JPSS SPARK Students Presentations
August 20, 2018 12:29 PM
JPSS SPARKS Students
TheJPSS Students Professional and Academic Readiness with Knowledge in Satellites (SPARKS) program held a nine-week course this summer for graduate students with speakers drawn from NOAA and Affiliate JPSS Scientists. The goal of the JPSS SPARKS program is to groom the next-generation cadre of JPSS scientists through pragmatic education and training.
The program was co-led by the CREST, IMSG and CICS-MD. Dr. Shakila Merchant (CREST) is the task leader of the grant and Dr. Murty Divakarla (IMSG) is the on-site leader while Dr. E. Hugo Berbery (CICS) is a collaborator on the task. CREST chose the four sponsored students and Dr. Merchant matched these students with NOAA/NESDIS/STAR mentors. IMSG provided desks and computers for the students. Michael Wilson of IMSG ran the classes and assisted the students on their research. CICS-MD arranged for the classes to be at the Earth System Science Interdisciplinary Center (ESSIC) 4th Floor Classroom in College Park, MD, across the street from NCWCP.
The course was attended by about a dozen students of which four were selected for the intensive research portion. These four students concurrently worked on a satellite research project with a NOAA mentor. They also were required to give a presentation on their results and prepare a poster for the upcoming Annual STAR JPSS Science Meeting. They also had to pass the final examination. The course was offered this summer from June 11 to August 10.
On August 9, the four selected CREST students gave presentations on their research work with NOAA and IMSG mentors:
Christopher Bombach, who had worked with Changyong Cao (NESDIS/STAR/SMCD/SCDAB), talked about his work on radio occultation of GPS signals from Low Earth Orbiting (LEO) satellites. He developed a procedure and algorithm using a new method, “Open Loop Tracking,” to address signal discontinuities and Doppler shifts in the signal.
Arun Ravindranath , who worked with Mike Chalfant (NESDIS/STAR/SMCD/OPDB), talked about a new “Linear Approach” for cloud clearing—a simpler and more elegant method than those currently used. His goal was to develop a regression model to estimate the channel absorption coefficient for each channel. His data cleaning process was extensive and unfinished, but results tested with guessed channel absorption coefficient often equaled or surpassed existing methods.

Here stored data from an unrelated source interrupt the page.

Issue #2740, opened 2022-07-26
Fix default fsGroup in helm


fsdaniel:
## Describe the bug

0.14.1 introduces running process as infra (UID/GID) 1000.
As no podSecurityContext is passed by default mount is done as root making it unable for app to write data to it.

## Expected behavior

Server comes online.

## Screenshots
```
{"level":"error","time":1658864558395,"caller":"logging/database.go:29","message":"failed  to initialize database, got error unable to open database file: no such  file or directory"}
```

## Environment
```
infra: 0.14.1

```

```
kubernetes: v1.22.9
```

## Relevant Infra Logs
```
{"level":"error","time":1658864558395,"caller":"logging/database.go:29","message":"failed  to initialize database, got error unable to open database file: no such  file or directory"}
```

## Additional context

- Information on security context: https://kubernetes.io/docs/tasks/configure-pod-container/security-context/
- change in 0.14.1: https://github.com/infrahq/infra/commit/c21623d27875815b5d749a744912121ccb7a8486

mxyng:
Fixed in #2741

PR #2741, opened 2022-07-26
fix(helm): Change default podSecurityContext & securityContext

fsdaniel:
## Summary
- Update helm chart to 0.14.2
- change default podSecurityContext to set fsGroup
- set securityContext runAsUser & runAsGroup by default to match dockerfile.

## Checklist

## Related Issues

Resolves [#2740]

### DIFF
--- a/helm/charts/infra/Chart.yaml
+++ b/helm/charts/infra/Chart.yaml
@@ -3,6 +3,6 @@ name: infra
 description: A Helm chart for Infra
 type: application
 ## {x-release-please-start-version}
-version: 0.14.2
-appVersion: 0.14.2
+version: 0.14.1
+appVersion: 0.14.1
 ## {x-release-please-end}
--- a/helm/charts/infra/Chart.yaml
+++ b/helm/charts/infra/Chart.yaml
@@ -3,6 +3,6 @@ name: infra
 description: A Helm chart for Infra
 type: application
 ## {x-release-please-start-version}
-version: 0.14.1
-appVersion: 0.14.1
+version: 0.14.2
+appVersion: 0.14.2
 ## {x-release-please-end}
--- a/helm/charts/infra/values.yaml
+++ b/helm/charts/infra/values.yaml
@@ -116,13 +116,14 @@ server:
   podAnnotations: {}
 
   ## Security context for the server pod
-  podSecurityContext: {}
-  #   fsGroup: 2000
+  podSecurityContext:
+    fsGroup: 1000
 
   ## Security context for the server container
   securityContext:
     readOnlyRootFilesystem: true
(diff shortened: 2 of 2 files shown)


helm/charts/infra/Chart.yaml
```diff
@@ -3,6 +3,6 @@ name: infra
 description: A Helm chart for Infra
 type: application
 ## {x-release-please-start-version}
-version: 0.14.1
-appVersion: 0.14.1
+version: 0.14.2
+appVersion: 0.14.2
```
mxyng, line 7: There's no need to increment the version. The helm chart version will be bumped automatically once a release is tagged and built.

mxyng (commented):
Hey @fsdaniel, thanks for creating this PR and issue. Can you provide more context to the issue you're facing? I have not been able to reproduce the problem you described in #2740. In particular, the Kubernetes provider (minikube, EKS, GKE, etc.) and any relevant Helm values.

That being said, I see no reason not to accept this.

helm/charts/infra/Chart.yaml
fsdaniel: I do a clean helm install on a vanilla kubernetes cluster ( based on rancher RKE ). You should be able to replicate the issue by starting a clean helm install with a refresh PVC.

fsdaniel:
> Hey @fsdaniel, thanks for creating this PR and issue. Can you provide more context to the issue you're facing? I have not been able to reproduce the problem you described in #2740. In particular, the Kubernetes provider (minikube, EKS, GKE, etc.) and any relevant Helm values.
> 
> That being said, I see no reason not to accept this.

I do a clean helm install on a vanilla on-prem Kubernetes cluster ( based on rancher RKE ). You should be able to replicate the issue by starting a clean helm install with a refresh PVC.

```yaml
server:
  service:
    type: ClusterIP
  config:
    users:
      - name: admin
        password: xxxxxxxx
    grants:
      - user: admin
        role: admin
        resource: infra
  ingress:
    enabled: true
    hosts:
      - auth.xxxxxx.io
    servicePort: 80
    className: nginx
    annotations:
      nginx.ingress.kubernetes.io/force-ssl-redirect: "true"
      nginx.ingress.kubernetes.io/backend-protocol: "HTTP"
      nginx.ingress.kubernetes.io/proxy-http-version: "1.0"
      cert-manager.io/cluster-issuer: "letsencrypt-prod"
    tls:
      - hosts:
          - auth.xxxx.io
        secretName: io-xxx-auth
```

mxyng:
Thanks for that info. I was able to replicate in EKS and also verify your fix. Thanks for the contribution!

mxyng (approved):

Ysabel Banon , who worked with C. Mark Eakin (NESDIS/STAR/SOCD /MECB), talked about how she used satellite SST data to analyze coral bleaching. She calculated Degree Heat Weeks (DHW) from this data and compared it to observations of coral bleaching using regional then pixel analysis, focusing on the maximum heat stress values, which is after the peak of the DHW and the 90 days after that peak. The areas with the highest DHW were the ones with the highest bleaching.

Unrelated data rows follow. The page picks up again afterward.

PR #2746, opened 2022-07-26
Initial Orgs Checkin

pdevine:
## Summary

Add CRUD for Organizations

## Checklist

### DIFF
--- a/api/organization.go
+++ b/api/organization.go
@@ -1,6 +1,7 @@
 package api
 
 import (
+	"github.com/infrahq/infra/internal/validate"
 	"github.com/infrahq/infra/uid"
 )
 
@@ -11,6 +12,28 @@ type Organization struct {
 	Updated Time   `json:"updated"`
 }
 
+type ListOrganizationsRequest struct {
+	Name string `form:"name"`
+	PaginationRequest
+}
+
+func (r ListOrganizationsRequest) ValidationRules() []validate.ValidationRule {
+	// no-op ValidationRules implementation so that the rules from the
+	// embedded PaginationRequest struct are not applied twice.
+	return nil
+}
+
 type CreateOrganizationRequest struct {
 	Name string `json:"name" validate:"required"`
+}
+
+func (r CreateOrganizationRequest) ValidationRules() []validate.ValidationRule {
+	return []validate.ValidationRule{
+		validate.Required("name", r.Name),
+	}
+}
+
+func (req ListOrganizationsRequest) SetPage(page int) Paginatable {
+	req.PaginationRequest.Page = page
+	return req
 }
--- a/api/organization.go
+++ b/api/organization.go
@@ -1,0 +1,16 @@
+package api
+
+import (
+	"github.com/infrahq/infra/uid"
+)
+
+type Organization struct {
+	ID      uid.ID `json:"id"`
+	Name    string `json:"name"`
+	Created Time   `json:"created"`
+	Updated Time   `json:"updated"`
+}
+
+type CreateOrganizationRequest struct {
+	Name string `json:"name" validate:"required"`
+}
--- a/api/organization.go
+++ b/api/organization.go
@@ -24,7 +24,7 @@ func (r ListOrganizationsRequest) ValidationRules() []validate.ValidationRule {
 }
 
 type CreateOrganizationRequest struct {
-	Name string `json:"name" validate:"required"`
+	Name string `json:"name"`
 }
 
 func (r CreateOrganizationRequest) ValidationRules() []validate.ValidationRule {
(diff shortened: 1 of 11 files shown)


api/organization.go
```diff
@@ -0,0 +1,39 @@
...
+}
+
+type ListOrganizationsRequest struct {
+	Name string `form:"name"`
+	PaginationRequest
+}
+
+func (r ListOrganizationsRequest) ValidationRules() []validate.ValidationRule {
+	// no-op ValidationRules implementation so that the rules from the
+	// embedded PaginationRequest struct are not applied twice.
```
ssoroka, line 22: seems like something we should look into more.

api/organization.go
```diff
@@ -0,0 +1,39 @@
...
+	return nil
+}
+
+type CreateOrganizationRequest struct {
+	Name string `json:"name" validate:"required"`
```
ssoroka, line 27: I think the validate tag isn't needed anymore.

internal/access/organization.go
```diff
@@ -0,0 +1,62 @@
...
+)
+
+func ListOrganizations(c *gin.Context, name string, pg *models.Pagination) ([]models.Organization, error) {
+	var selectors = []data.SelectorFunc{}
+	if name != "" {
+		selectors = append(selectors, data.ByName(name))
+	}
+
+	roles := []string{models.InfraAdminRole}
+	db, err := RequireInfraRole(c, roles...)
```
ssoroka, line 18:
```suggestion
	db, err := RequireInfraRole(c, models.InfraAdminRole)
```

internal/access/organization.go
```diff
@@ -0,0 +1,62 @@
...
+	if err != nil {
+		return HandleAuthErr(err, "organizations", "delete", roles...)
+	}
+
+	selectors := []data.SelectorFunc{
+		data.ByID(id),
+	}
+
+	return data.DeleteOrganizations(db, selectors...)
```
ssoroka, line 61:
```suggestion
	return data.DeleteOrganizations(db, data.ByID(id))
```

internal/server/models/organization.go
```diff
@@ -0,0 +1,24 @@
...
+	CreatedBy uid.ID
+
+	Identities []Identity `gorm:"many2many:identities_organizations"`
+}
+
+func (o *Organization) ToAPI() *api.Organization {
+	return &api.Organization{
+		ID:      o.ID,
+		Created: api.Time(o.CreatedAt),
+		Updated: api.Time(o.UpdatedAt),
```
ssoroka, line 21: might not want to expose created/updated for orgs

internal/server/organizations.go
```diff
@@ -0,0 +1,54 @@
...
+
+func (a *API) CreateOrganization(c *gin.Context, r *api.CreateOrganizationRequest) (*api.Organization, error) {
+	org := &models.Organization{
+		Name: r.Name,
+	}
+
+	authIdent := access.AuthenticatedIdentity(c)
+	if authIdent != nil {
+		org.CreatedBy = authIdent.ID
+	}
```
ssoroka, line 42: I thought this happens automatically.. it should probably.

internal/access/organization.go
```diff
@@ -0,0 +1,62 @@
...
+	if err != nil {
+		return nil, HandleAuthErr(err, "organizations", "get", roles...)
+	}
+
+	return data.GetOrganization(db, data.ByID(id))
+}
+
+func CreateOrganization(c *gin.Context, org *models.Organization) error {
+	roles := []string{models.InfraAdminRole}
+	db, err := RequireInfraRole(c, roles...)
```
ssoroka, line 42: probably anyone should be able to create an organization, but maybe that's through a specific signup flow and not through this function?

ssoroka (approved):

internal/access/organization.go
pdevine: Yes. There's another commit which adds the `InfraSupportRole` which this will be modified to use in the future, and most people will instead use `/api/signup` to create the org.

internal/server/organizations.go
pdevine: Unfortunately it's not. Grants sets it in the access layer, but nothing else sets it at all. I'll file a ticket to fix it.

internal/server/models/organization.go
pdevine: This will only be available to the support role in the future, so I think it's probably OK.

api/organization.go
```diff
@@ -0,0 +1,39 @@
...
+	return nil
+}
+
+type CreateOrganizationRequest struct {
+	Name string `json:"name"`
+}
+
+func (r CreateOrganizationRequest) ValidationRules() []validate.ValidationRule {
+	return []validate.ValidationRule{
+		validate.Required("name", r.Name),
```
dnephin, line 32: We should use `ValidateName(r.Name)` on this as well I suspect

dnephin (commented):
Nice test coverage!

PR #2750, opened 2022-07-27
fix: hard delete provider users on removal

### LINKED ISSUE #2706: Error when logging in with provider
Upon logging in with Google, an error might occur where a duplicate `provider_users` record is created

```
{"level":"warn","time":1658718927121,"caller":"logging/logger.go:79","message":"no refresh token returned from oidc client for \"accounts.google.com\", session lifetime will be reduced"}
{"level":"error","rows":0,"query":"INSERT INTO \"provider_users\" (\"created_at\",\"updated_at\",\"deleted_at\",\"provider_id\",\"identity_id\",\"email\",\"groups\",\"last_update\",\"redirect_url\",\"access_token\",\"refresh_token\",\"expires_at\",\"id\") VALUES ($1,$2,$3,$4,$5,$6,$7,$8,$9,$10,$11,$12,$13) RETURNING \"id\"","elapsed":103.63991,"error":"ERROR: duplicate key value violates unique constraint \"provider_users_pkey\" (SQLSTATE 23505)","time":1658718927242,"caller":"data/data.go:162"}
{"level":"info","error":"unauthorized: login failed: failed to login: add user for provider login: value already exists for provider_users","method":"POST","path":"/api/login","statusCode":401,"remoteAddr":"192.168.205.197:42262","time":1658718927242,"caller":"server/routes.go:158","message":"api request error"}
```

BruceMacD:
## Summary
When's user that's previously had their session revoked tried to sign in again through an IDP the soft-delete causes a conflict when their provider-user is recreated.

1. User signs in through IDP
2. Their session expires and they try to perform another action
3. Since their session with the IdP is invalid it returns an error, and the provider user record is deleted
4. When the user tries to sign-in again it attempts to re-create the provider user, but it fails because the deleted record is still seen as existing due to our soft-delete not removing the record.

Fix is to not solf delete provider users, and remove them on session revocation. 

New provider_users table:
Screen Shot 2022-07-27 at 1 56 16 PM

## Checklist

## Related Issues

Resolves #2706


internal/server/data/migrations.go
```diff
@@ -634,6 +635,13 @@ func setDestinationLastSeenAt() *migrator.Migration {
 	}
 }
 
+// dropDeletedProviderUsers removes soft-deleted provider users so they do not cause conflicts
+func dropDeletedProviderUsers() *migrator.Migration {
```
BruceMacD, line 639: This cleans up any provider users that are in a bad state due to soft-deletion.

internal/access/identity.go
```diff
@@ -173,10 +173,6 @@ func UpdateIdentityInfoFromProvider(c *gin.Context, oidc providers.OIDCClient) e
 			logging.Errorf("failed to revoke invalid user session: %s", nestedErr)
 		}
 
-		if nestedErr := data.DeleteProviderUsers(db, data.ByIdentityID(identity.ID), data.ByProviderID(provider.ID)); nestedErr != nil {
```
BruceMacD, line 176: Sessions are still revoked, just the provider is still seen as a way that the user logged in. This matches previous behavior.

internal/server/data/data.go
```diff
@@ -100,6 +100,11 @@ func getDefaultSortFromType(t interface{}) string {
 		return "name ASC"
 	}
 
+	if _, ok := ty.FieldByName("Email"); ok {
```
BruceMacD, line 103: Now that provider users don't have IDs we need to check for a different field before defaulting to sorting by ID. `email` seems like a logical choice after `name`.

internal/server/models/provideruser.go
```diff
@@ -8,10 +8,8 @@ import (
 
 // ProviderUser is a cache of the provider's user and their groups, plus any authentication-specific information for that provider.
 type ProviderUser struct {
-	Model
```
mxyng, line 11: This may cause problems when deleting provider users since gorm updates `deleted_at` column rather than deleting the row. It's possible the gorm will hard delete the row if the `deleted_at` is not found but that means we will not be able to recover deleted rows. I'm not sure that's a good idea at this time.

internal/server/data/data.go
ssoroka: hmm. does this table even need sort? email might be ineffective as a sort since it should be the same on all providers.

BruceMacD: It doesn't need it publicly, but we still need it for the list function which always has pagination, so calling it internally (such as in tests) this is required.

mxyng (commented):
Should add a test for deleting ProviderUsers; I don't see one in `provideruser_test.go`

ssoroka (approved):
lgtm

internal/server/models/provideruser.go
BruceMacD: That's actually the intended behavior in this case. Gorm has some limitations around setting the unique index that make soft-delete here a pain. We can't set the "deleted at" to be part of the primary key since it is nullable and on a separate struct. Then if we try to set this manually, we hit issues with Gorm automatically resetting the primary key on migration.

PR #2754, opened 2022-07-27
feat(ui): add providers to user data

### LINKED ISSUE #2678: show which providers each user and group is provided by
Expanding up https://github.com/infrahq/infra/issues/2521, there's also currently no way to see which provider(s) each user is provided by like you can with the CLI. It should show up on the sidebar when a user is clicked on.

j-sneh:
## Summary

Adds providerNames to user metadata
Screen Shot 2022-07-27 at 1 58 49 PM

## Checklist

## Related Issues

Resolves #2678

### DIFF
--- a/ui/pages/users/index.js
+++ b/ui/pages/users/index.js
@@ -81,6 +81,7 @@ function Details({ user, admin, onDelete }) {
       title: 'Created',
       data: user?.created ? dayjs(user.created).fromNow() : '-',
     },
+    { title: 'Providers', data: user?.providerNames.join(', ') },
   ]
 
   const loading = [


ui/pages/users/index.js
```diff
@@ -81,6 +81,7 @@ function Details({ user, admin, onDelete }) {
       title: 'Created',
       data: user?.created ? dayjs(user.created).fromNow() : '-',
     },
+    { title: 'Providers', data: user?.providerNames.join(', ') },
```
BruceMacD, line 84: nit:

You could consider 'Provided By' rather than 'Providers' to match the CLI

BruceMacD (approved):

ui/pages/users/index.js
j-sneh: That was what I had initially, but changed it to Providers for consistency in the UI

Dilchand Nauth, who worked with Larry Flynn (NESDIS/STAR/SMCD/SCDAB) and was the only undergraduate, talked about his work with the Ozone Mapping and Profiler Suite (OMPS) on NOAA-20. His goal was to develop approaches to use the temporal, spatial and spectral dependencies to identify and remove outliers, and to use the spectral patterns to develop principal component representations of the spectra to reduce noise effects in the selected channels. This included correcting for the Stray Light from other wavelengths. He used EOF patterns and their corresponding coefficients based on average spectrums, covariance matrices and eigenvectors and eigenvalues to identify outliers, and applied a substitution methodology to remove the bad behavior and reduce noise.